- Fed Chair Jerome Powell has hinted of more stimulus in Jackson Hole.
- Monetary policy seems insufficient to battle a global downturn due to trade.
- The dollar is set to react differently to different currencies.
“The most powerful central banker in the world” – is how we and others characterize Fed Chair Jerome Powell. While that may be true – monetary policy is reaching its limits – especially in the face of a trade war.
In Jackson Hole, the Fed Chair vowed to act as appropriate and characterizing the past weeks’ developments as “eventful,” and providing a long list of well-known issues. Powell also dropped the phrase “mid-cycle adjustment.” Those words implied no imminent rate cut after the recent one and removing them may indicate a rate cut in September.
And that may be as good as it gets.
Powell’ job is unenviable. On the other one hand, the economy and the labor market are doing well, justifying higher rates. The central bank would like to show it is independent of extreme pressures coming from the White House and those coming from Wall Street. On the other hand, inflation is subdued, the global economy is slowing, and the Fed would not like to be seen as standing idle.
The Fed Chair and his colleagues embark on a full and quick cycle of rate cuts and perhaps even a resumption of the bond-buying scheme (QE). However, it may be powerless to stop the damage from the trade wars.
China’s announcement on retaliatory tariffs – including on crude oil – is just the latest blow. A trade deal between the world’s largest economy seems unlikely – at least not now.
On August 1st, President Donald Trump announced tariffs on around $300 billion worth of Chinese goods. On August 13th, he postponed some of these tariffs to December 15th – to protect US customers. China may have seen as a sign of weakness – Trump is wary that hurting consumers will risk his re-election chances. Beijing – playing the long game – may wait for Trump to make way for the next president.
Moreover, Trump’s threat to slap duties on Mexico if America’s southern neighbor does not curb migration flows also hurt confidence.
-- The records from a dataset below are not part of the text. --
Issue #16, opened 2012-06-12
Autocomplete issue when using tab key


jglimbourg:
In "Autocomplete" example, when the user want to select an item (for example in column "Car")  :
- when he presses "Enter", the item is selected and copied in the input cell : OK, but the focus goes to cell below.
- when he presses "Tab", the item is copied in the NEXT input instead of the current input : BUG ?

Issue #14, opened 2012-06-06
onChange not working now on Mac with Safari version 5.1.7


harrygates:
The latest updates seem to have broken onChange, as it is not firing at all.

PR #13190, opened 2026-08-13
DEV-2210: Disconnect the hidden-init visibility observer on destroy

demtario:
### Context

The PR fixes an uncaught `TypeError: Cannot read properties of null (reading 'view')` thrown from library code after a grid that was initialized in a hidden container is destroyed.

When `rootElement.offsetParent === null` at first init, core registers `observeVisibilityChangeOnce(instance.rootElement, …)` so it can re-measure and re-render once the grid becomes visible. Three things combined into a crash:

1. The callback dereferenced the closure variable `instance` with no guard (unlike `syncEdgeSlotsWidth` a few lines above, which checks `isDestroyed`).
2. `destroy()` never disconnected that observer — it only set `instance = null`.
3. `observeVisibilityChangeOnce` returned nothing, so callers *could not* disconnect it. It self-disconnected only after a delivery with `isIntersecting: true`.

An `IntersectionObserver` entry carries the state from the moment its snapshot was taken, so a snapshot computed while the element was visible can be delivered **after** `destroy()` — and the callback then read `instance.view` on `null`. If a hidden grid is destroyed before ever becoming visible, the observer leaks instead.

Impact in CI: `handsontable/test/scripts/run-puppeteer.mjs` treats any `pageerror` as fatal, so one late delivery aborted the whole Puppeteer E2E suite at ~380 of 9,605 specs (`Develop` runs #14 and #16, `Integration / ESM`). The trigger there is the four `Core_init` "should rerender the table after changing the `display` property…" specs, which show the container, wait two animation frames, and end — on a loaded runner the delivery starves past that and lands after `afterEach → destroy()`.

The fix:

- `observeVisibilityChangeOnce` now returns the `IntersectionObserver` (additive, non-breaking; the helper is public as `Handsontable.dom.observeVisibilityChangeOnce`).
- Core keeps the handle in the `Core` closure and disconnects it at the top of `destroy()`. It is deliberately **not** an instance property: `destroy()` runs `objectEach(instance, …)`, which nulls every non-function instance property before the closure `instance = null`, so a property handle would be gone before the cleanup line could read it. This also fixes the leak when a hidden grid is destroyed while still invisible.
- The callback opens with `if (!instance || instance.isDestroyed || !instance.view) { return; }` — the same shape as `syncEdgeSlotsWidth`. This guard is load-bearing, not cosmetic: it does not rely on `disconnect()` draining an already-queued delivery in every engine.
- `test/__mocks__/intersectionObserverMock.js` gains a `disconnect()` no-op. jsdom reports every element as invisible (`offsetParent` is always `null`), so *every* grid built in a Jest unit test takes the hidden-init branch; without it, `destroy()` would throw across the whole unit suite.

Two pitfalls learned here were added to `handsontable/AGENTS.md`: teardown handles belong in the `Core` closure rather than on the instance, and jsdom's blanket invisibility means the shared observer mocks must cover whatever the hidden-init path calls.

### How has this been tested?

New Playwright regression (`tests/e2e/hidden-init-destroy.spec.ts` + `fixtures/demo/hidden-init.html` + `fixtures/pages/HiddenInitPage.ts`) reproduces the exact ordering from the report — init hidden → show → `requestAnimationFrame` → `setTimeout(…, 0)` → `destroy()` — and asserts no `pageerror` reached the page. It was confirmed **red** against a pre-fix build with exactly `TypeError: Cannot read properties of null (reading 'view')`, then green after the fix. It also asserts the grid really did initialize while invisible, so the scenario cannot silently degrade to "destroy a visible grid" and still pass. Note this is the first spec in the `tests/` tier to tear an instance down — the tier's usual isolation is per-navigation, but the destroy path is the whole subject here.

New unit block in `handsontable/src/helpers/dom/__tests__/element.unit.ts` covers the returned handle: the helper returns the live observer and observes the element, a visible delivery calls the callback once and self-disconnects, a non-intersecting delivery does neither, and disconnecting the returned handle stops the callback from running.

```bash

# new regression + the full functional matrix (6 legs: theme × bundle)
cd tests && npx playwright test                       # 264 passed
cd tests && npx playwright test hidden-init-destroy   # the new spec alone

# unit (full run matters here — the observer mock affects every grid-building test)
npm run test:unit --prefix handsontable               # 3271 passed / 277 suites
npm run test:unit --prefix handsontable -- --testPathPattern=element.unit

# legacy Jasmine suites around the change
npm run test:e2e --prefix handsontable -- --testPathPattern=core/init      # 15 specs, 0 failures
npm run test:e2e --prefix handsontable -- --testPathPattern=helpers/dom    # 24 specs, 0 failures
npm run test:walkontable --prefix handsontable                             # 816 specs, 0 failures

```

Out of scope: the four `Core_init` specs still wait a fixed two animation frames for the delivery. After this fix, starvation no longer aborts the suite — it would degrade to a plain assertion failure on those specs. Making them wait on the width condition instead of a frame count is a separate test-timing cleanup, as are the other recent `Integration / ESM` flakes (the ResizeObserver warning spec, `afterRefreshDimensions` in an iframe, and the AutocompleteEditor html-mode spec).

### Types of changes

### Related issue(s):

1. DEV-2210

### Affected project(s):

- [x] `handsontable`
- [ ] `@handsontable/vue3`

### Checklist:

ClickUp task: https://app.clickup.com/t/9015210959/DEV-2210

---

> [!NOTE]
> **Medium Risk**
> Touches core init/destroy and a public DOM helper return type, but changes are defensive teardown and additive API; risk is moderate due to lifecycle timing across all jsdom-built grids.
> 
> **Overview**
> Fixes a crash when a grid initialized in a **hidden** container is destroyed as it becomes visible: a late `IntersectionObserver` delivery could run the visibility callback after `destroy()` nulled the core closure and throw on `instance.view`.
> 
> **Core** stores the observer handle in the closure (not on the instance), **disconnects** it at the start of `destroy()`, and **guards** the callback with `!instance || instance.isDestroyed || !instance.view`. **`observeVisibilityChangeOnce`** now **returns** the observer so callers can disconnect early.
> 
> Adds a Playwright regression (hidden init → show → destroy race), unit tests for the helper, `disconnect()` on shared **IntersectionObserver** mocks (core + React/Vue wrappers), changelog **13190**, and **AGENTS.md** notes on teardown handles and jsdom’s always-hidden elements.
> 
> <sup>Reviewed by [Cursor Bugbot](https://cursor.com/bugbot) for commit 3d1ab63dcd1b2e5c12f85ac9b6ba296a61565f08. Bugbot is set up for automated code reviews on this repo. Configure [here](https://www.cursor.com/dashboard/bugbot).</sup>


qunabu:
Task linked: [DEV-2210 Disconnect the hidden-init visibility observer on destroy and guard its callback](https://app.clickup.com/t/9015210959/DEV-2210)

adrianspdev (approved):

The North American countries had already signed a new trade deal when the threat came and eventually went.
According to Robert Kaplan, president of the Dallas branch of the Federal Reserve, that showed businesses that trade uncertainty is here to stay. If the US is ready to impose new duties after agreeing on a trade deal, companies may find it hard to plan and invest – and that hurts the economy.
And the Fed has limited ammunition to soothe any downturn stemming from trade policy.
If the US heads into a recession, how will the dollar react?
USD reaction vs. top 5 currencies
The answer depends on the currency. Let’s start with the greenback’s wins:
- Australian dollar: China is suffering from the trade war more than the US, and Australia depends on exports to China. It is set to be a significant loser.
- British Pound: Sterling is suffering from Brexit, and things may get worse. While GBP/USD had recently risen when the US yields dropped, it remains vulnerable.
- Canadian dollar: While Canada depends on the US and does better than Australia, the fall in oil prices and the loonie’s status as a “risk currency” means it may struggle against the dollar.
- Euro: Germany is on the verge of a recession, but the euro is a funding currency – which means that some funds are repatriated in times of trouble. The current trend of EUR/USD rising when US yields fall may continue – contrary to the pound.
- Japanese yen: The yen is the ultimate safe-haven, sought in times of trouble – even when the headaches are related to Japan. Moreover, there is a clear correlation between returns on US Treasuries and USD/JPY. The yen is set to be a significant winner.
Overall, Powell and the Fed seem unable to stop the downturn, and currencies are set to react.